EXERCISE DIRECTIONS =>
What you print must match the data line for line.

Data records =>
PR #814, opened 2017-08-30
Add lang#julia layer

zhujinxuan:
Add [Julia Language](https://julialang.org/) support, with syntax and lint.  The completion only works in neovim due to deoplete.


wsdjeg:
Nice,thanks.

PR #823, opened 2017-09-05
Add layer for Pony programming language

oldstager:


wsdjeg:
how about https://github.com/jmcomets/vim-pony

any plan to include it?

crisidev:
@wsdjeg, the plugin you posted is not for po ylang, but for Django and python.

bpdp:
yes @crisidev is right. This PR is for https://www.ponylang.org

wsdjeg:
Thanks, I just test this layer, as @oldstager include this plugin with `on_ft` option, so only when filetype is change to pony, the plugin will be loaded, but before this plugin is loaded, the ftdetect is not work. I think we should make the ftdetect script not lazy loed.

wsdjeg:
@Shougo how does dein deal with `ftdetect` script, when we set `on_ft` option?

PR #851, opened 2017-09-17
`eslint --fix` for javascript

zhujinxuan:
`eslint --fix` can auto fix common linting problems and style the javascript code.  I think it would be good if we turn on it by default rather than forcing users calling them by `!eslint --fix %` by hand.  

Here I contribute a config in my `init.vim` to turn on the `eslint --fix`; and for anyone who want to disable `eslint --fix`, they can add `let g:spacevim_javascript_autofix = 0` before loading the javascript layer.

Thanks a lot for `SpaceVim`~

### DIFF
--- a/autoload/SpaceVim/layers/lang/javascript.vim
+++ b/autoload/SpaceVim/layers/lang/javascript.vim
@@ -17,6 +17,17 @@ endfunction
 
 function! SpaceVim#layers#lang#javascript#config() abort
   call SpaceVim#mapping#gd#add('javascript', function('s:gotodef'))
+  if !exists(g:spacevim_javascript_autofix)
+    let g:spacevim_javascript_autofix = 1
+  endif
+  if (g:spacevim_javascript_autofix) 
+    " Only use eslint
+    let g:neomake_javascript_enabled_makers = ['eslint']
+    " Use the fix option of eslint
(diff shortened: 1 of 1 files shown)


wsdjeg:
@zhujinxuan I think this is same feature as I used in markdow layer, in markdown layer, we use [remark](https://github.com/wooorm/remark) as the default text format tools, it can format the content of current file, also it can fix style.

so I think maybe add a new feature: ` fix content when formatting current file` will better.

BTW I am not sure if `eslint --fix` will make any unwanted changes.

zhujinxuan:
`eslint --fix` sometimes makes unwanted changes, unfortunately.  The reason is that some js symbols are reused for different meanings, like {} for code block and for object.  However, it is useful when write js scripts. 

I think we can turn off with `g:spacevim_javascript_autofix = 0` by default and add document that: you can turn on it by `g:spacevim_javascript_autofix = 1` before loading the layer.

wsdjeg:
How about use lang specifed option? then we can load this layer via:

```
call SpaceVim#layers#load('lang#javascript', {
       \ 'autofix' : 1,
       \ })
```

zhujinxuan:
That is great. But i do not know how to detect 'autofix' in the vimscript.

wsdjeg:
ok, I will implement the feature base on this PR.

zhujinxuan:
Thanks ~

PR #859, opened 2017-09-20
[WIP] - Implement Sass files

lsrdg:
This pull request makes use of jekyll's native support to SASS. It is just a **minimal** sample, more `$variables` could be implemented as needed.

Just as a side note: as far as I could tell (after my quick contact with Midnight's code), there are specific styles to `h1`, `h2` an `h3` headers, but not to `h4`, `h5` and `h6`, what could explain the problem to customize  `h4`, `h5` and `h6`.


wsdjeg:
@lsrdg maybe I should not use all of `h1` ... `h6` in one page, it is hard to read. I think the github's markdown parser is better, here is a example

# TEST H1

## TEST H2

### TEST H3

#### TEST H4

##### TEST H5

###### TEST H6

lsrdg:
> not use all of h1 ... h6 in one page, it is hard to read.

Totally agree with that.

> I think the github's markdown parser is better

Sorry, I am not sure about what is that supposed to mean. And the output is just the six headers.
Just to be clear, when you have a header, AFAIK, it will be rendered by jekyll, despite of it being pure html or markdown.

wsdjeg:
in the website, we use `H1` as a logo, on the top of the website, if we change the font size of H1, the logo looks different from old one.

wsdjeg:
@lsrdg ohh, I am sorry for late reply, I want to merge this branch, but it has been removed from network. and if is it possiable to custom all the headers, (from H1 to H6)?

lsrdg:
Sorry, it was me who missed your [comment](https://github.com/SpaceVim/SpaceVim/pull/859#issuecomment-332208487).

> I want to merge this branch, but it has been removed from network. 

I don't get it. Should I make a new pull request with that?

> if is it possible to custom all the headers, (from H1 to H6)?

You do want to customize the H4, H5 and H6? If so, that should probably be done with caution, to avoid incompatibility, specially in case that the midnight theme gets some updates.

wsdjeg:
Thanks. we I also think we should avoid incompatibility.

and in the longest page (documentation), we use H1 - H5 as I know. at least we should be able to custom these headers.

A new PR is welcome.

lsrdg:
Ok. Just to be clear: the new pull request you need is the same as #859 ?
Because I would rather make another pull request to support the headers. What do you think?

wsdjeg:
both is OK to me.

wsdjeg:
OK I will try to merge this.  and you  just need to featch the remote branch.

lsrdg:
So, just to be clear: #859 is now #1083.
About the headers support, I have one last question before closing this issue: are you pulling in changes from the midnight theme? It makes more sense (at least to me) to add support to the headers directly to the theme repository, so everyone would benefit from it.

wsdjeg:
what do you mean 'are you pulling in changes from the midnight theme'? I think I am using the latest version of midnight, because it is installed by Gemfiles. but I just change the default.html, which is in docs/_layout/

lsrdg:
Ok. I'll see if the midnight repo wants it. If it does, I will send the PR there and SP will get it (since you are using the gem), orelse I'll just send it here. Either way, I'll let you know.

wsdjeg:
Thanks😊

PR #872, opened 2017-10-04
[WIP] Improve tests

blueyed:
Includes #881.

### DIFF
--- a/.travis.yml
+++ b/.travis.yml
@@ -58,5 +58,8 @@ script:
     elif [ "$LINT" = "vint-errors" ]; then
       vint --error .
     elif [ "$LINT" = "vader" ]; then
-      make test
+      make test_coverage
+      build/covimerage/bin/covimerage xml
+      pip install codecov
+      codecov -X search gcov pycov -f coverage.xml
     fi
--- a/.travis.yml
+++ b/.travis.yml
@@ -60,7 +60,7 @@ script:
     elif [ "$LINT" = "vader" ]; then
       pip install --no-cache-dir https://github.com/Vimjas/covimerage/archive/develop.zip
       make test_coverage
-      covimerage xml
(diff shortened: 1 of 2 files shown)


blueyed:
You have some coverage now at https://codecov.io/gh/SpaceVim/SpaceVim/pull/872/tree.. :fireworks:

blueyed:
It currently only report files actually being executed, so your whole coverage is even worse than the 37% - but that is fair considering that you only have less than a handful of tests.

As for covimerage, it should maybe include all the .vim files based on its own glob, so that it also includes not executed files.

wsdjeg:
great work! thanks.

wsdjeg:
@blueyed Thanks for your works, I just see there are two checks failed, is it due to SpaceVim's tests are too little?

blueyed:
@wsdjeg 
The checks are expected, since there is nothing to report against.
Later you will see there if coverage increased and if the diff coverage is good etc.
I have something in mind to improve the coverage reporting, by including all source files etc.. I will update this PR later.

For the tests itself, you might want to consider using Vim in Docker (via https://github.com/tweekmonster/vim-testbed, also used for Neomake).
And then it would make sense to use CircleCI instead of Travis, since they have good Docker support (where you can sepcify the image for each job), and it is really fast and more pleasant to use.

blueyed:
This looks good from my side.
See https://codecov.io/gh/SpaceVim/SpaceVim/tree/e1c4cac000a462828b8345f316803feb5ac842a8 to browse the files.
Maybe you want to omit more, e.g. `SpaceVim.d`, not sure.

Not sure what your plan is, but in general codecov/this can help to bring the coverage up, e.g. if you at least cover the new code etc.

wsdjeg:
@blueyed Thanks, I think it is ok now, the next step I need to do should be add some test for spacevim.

OUTPUT FOR THIS TASK =>
PR #814, opened 2017-08-30
Add lang#julia layer

zhujinxuan:
Add [Julia Language](https://julialang.org/) support, with syntax and lint.  The completion only works in neovim due to deoplete.


wsdjeg:
Nice,thanks.

PR #823, opened 2017-09-05
Add layer for Pony programming language

oldstager:


wsdjeg:
how about https://github.com/jmcomets/vim-pony

any plan to include it?

crisidev:
@wsdjeg, the plugin you posted is not for po ylang, but for Django and python.

bpdp:
yes @crisidev is right. This PR is for https://www.ponylang.org

wsdjeg:
Thanks, I just test this layer, as @oldstager include this plugin with `on_ft` option, so only when filetype is change to pony, the plugin will be loaded, but before this plugin is loaded, the ftdetect is not work. I think we should make the ftdetect script not lazy loed.

wsdjeg:
@Shougo how does dein deal with `ftdetect` script, when we set `on_ft` option?

PR #851, opened 2017-09-17
`eslint --fix` for javascript

zhujinxuan:
`eslint --fix` can auto fix common linting problems and style the javascript code.  I think it would be good if we turn on it by default rather than forcing users calling them by `!eslint --fix %` by hand.  

Here I contribute a config in my `init.vim` to turn on the `eslint --fix`; and for anyone who want to disable `eslint --fix`, they can add `let g:spacevim_javascript_autofix = 0` before loading the javascript layer.

Thanks a lot for `SpaceVim`~

### DIFF
--- a/autoload/SpaceVim/layers/lang/javascript.vim
+++ b/autoload/SpaceVim/layers/lang/javascript.vim
@@ -17,6 +17,17 @@ endfunction
 
 function! SpaceVim#layers#lang#javascript#config() abort
   call SpaceVim#mapping#gd#add('javascript', function('s:gotodef'))
+  if !exists(g:spacevim_javascript_autofix)
+    let g:spacevim_javascript_autofix = 1
+  endif
+  if (g:spacevim_javascript_autofix) 
+    " Only use eslint
+    let g:neomake_javascript_enabled_makers = ['eslint']
+    " Use the fix option of eslint
(diff shortened: 1 of 1 files shown)


wsdjeg:
@zhujinxuan I think this is same feature as I used in markdow layer, in markdown layer, we use [remark](https://github.com/wooorm/remark) as the default text format tools, it can format the content of current file, also it can fix style.

so I think maybe add a new feature: ` fix content when formatting current file` will better.

BTW I am not sure if `eslint --fix` will make any unwanted changes.

zhujinxuan:
`eslint --fix` sometimes makes unwanted changes, unfortunately.  The reason is that some js symbols are reused for different meanings, like {} for code block and for object.  However, it is useful when write js scripts. 

I think we can turn off with `g:spacevim_javascript_autofix = 0` by default and add document that: you can turn on it by `g:spacevim_javascript_autofix = 1` before loading the layer.

wsdjeg:
How about use lang specifed option? then we can load this layer via:

```
call SpaceVim#layers#load('lang#javascript', {
       \ 'autofix' : 1,
       \ })
```

zhujinxuan:
That is great. But i do not know how to detect 'autofix' in the vimscript.

wsdjeg:
ok, I will implement the feature base on this PR.

zhujinxuan:
Thanks ~

PR #859, opened 2017-09-20
[WIP] - Implement Sass files

lsrdg:
This pull request makes use of jekyll's native support to SASS. It is just a **minimal** sample, more `$variables` could be implemented as needed.

Just as a side note: as far as I could tell (after my quick contact with Midnight's code), there are specific styles to `h1`, `h2` an `h3` headers, but not to `h4`, `h5` and `h6`, what could explain the problem to customize  `h4`, `h5` and `h6`.


wsdjeg:
@lsrdg maybe I should not use all of `h1` ... `h6` in one page, it is hard to read. I think the github's markdown parser is better, here is a example

# TEST H1

## TEST H2

### TEST H3

#### TEST H4

##### TEST H5

###### TEST H6

lsrdg:
> not use all of h1 ... h6 in one page, it is hard to read.

Totally agree with that.

> I think the github's markdown parser is better

Sorry, I am not sure about what is that supposed to mean. And the output is just the six headers.
Just to be clear, when you have a header, AFAIK, it will be rendered by jekyll, despite of it being pure html or markdown.

wsdjeg:
in the website, we use `H1` as a logo, on the top of the website, if we change the font size of H1, the logo looks different from old one.

wsdjeg:
@lsrdg ohh, I am sorry for late reply, I want to merge this branch, but it has been removed from network. and if is it possiable to custom all the headers, (from H1 to H6)?

lsrdg:
Sorry, it was me who missed your [comment](https://github.com/SpaceVim/SpaceVim/pull/859#issuecomment-332208487).

> I want to merge this branch, but it has been removed from network. 

I don't get it. Should I make a new pull request with that?

> if is it possible to custom all the headers, (from H1 to H6)?

You do want to customize the H4, H5 and H6? If so, that should probably be done with caution, to avoid incompatibility, specially in case that the midnight theme gets some updates.

wsdjeg:
Thanks. we I also think we should avoid incompatibility.

and in the longest page (documentation), we use H1 - H5 as I know. at least we should be able to custom these headers.

A new PR is welcome.

lsrdg:
Ok. Just to be clear: the new pull request you need is the same as #859 ?
Because I would rather make another pull request to support the headers. What do you think?

wsdjeg:
both is OK to me.

wsdjeg:
OK I will try to merge this.  and you  just need to featch the remote branch.

lsrdg:
So, just to be clear: #859 is now #1083.
About the headers support, I have one last question before closing this issue: are you pulling in changes from the midnight theme? It makes more sense (at least to me) to add support to the headers directly to the theme repository, so everyone would benefit from it.

wsdjeg:
what do you mean 'are you pulling in changes from the midnight theme'? I think I am using the latest version of midnight, because it is installed by Gemfiles. but I just change the default.html, which is in docs/_layout/

lsrdg:
Ok. I'll see if the midnight repo wants it. If it does, I will send the PR there and SP will get it (since you are using the gem), orelse I'll just send it here. Either way, I'll let you know.

wsdjeg:
Thanks😊

PR #872, opened 2017-10-04
[WIP] Improve tests

blueyed:
Includes #881.

### DIFF
--- a/.travis.yml
+++ b/.travis.yml
@@ -58,5 +58,8 @@ script:
     elif [ "$LINT" = "vint-errors" ]; then
       vint --error .
     elif [ "$LINT" = "vader" ]; then
-      make test
+      make test_coverage
+      build/covimerage/bin/covimerage xml
+      pip install codecov
+      codecov -X search gcov pycov -f coverage.xml
     fi
--- a/.travis.yml
+++ b/.travis.yml
@@ -60,7 +60,7 @@ script:
     elif [ "$LINT" = "vader" ]; then
       pip install --no-cache-dir https://github.com/Vimjas/covimerage/archive/develop.zip
       make test_coverage
-      covimerage xml
(diff shortened: 1 of 2 files shown)


blueyed:
You have some coverage now at https://codecov.io/gh/SpaceVim/SpaceVim/pull/872/tree.. :fireworks:

blueyed:
It currently only report files actually being executed, so your whole coverage is even worse than the 37% - but that is fair considering that you only have less than a handful of tests.

As for covimerage, it should maybe include all the .vim files based on its own glob, so that it also includes not executed files.

wsdjeg:
great work! thanks.

wsdjeg:
@blueyed Thanks for your works, I just see there are two checks failed, is it due to SpaceVim's tests are too little?

blueyed:
@wsdjeg 
The checks are expected, since there is nothing to report against.
Later you will see there if coverage increased and if the diff coverage is good etc.
I have something in mind to improve the coverage reporting, by including all source files etc.. I will update this PR later.

For the tests itself, you might want to consider using Vim in Docker (via https://github.com/tweekmonster/vim-testbed, also used for Neomake).
And then it would make sense to use CircleCI instead of Travis, since they have good Docker support (where you can sepcify the image for each job), and it is really fast and more pleasant to use.

blueyed:
This looks good from my side.
See https://codecov.io/gh/SpaceVim/SpaceVim/tree/e1c4cac000a462828b8345f316803feb5ac842a8 to browse the files.
Maybe you want to omit more, e.g. `SpaceVim.d`, not sure.

Not sure what your plan is, but in general codecov/this can help to bring the coverage up, e.g. if you at least cover the new code etc.

wsdjeg:
@blueyed Thanks, I think it is ok now, the next step I need to do should be add some test for spacevim.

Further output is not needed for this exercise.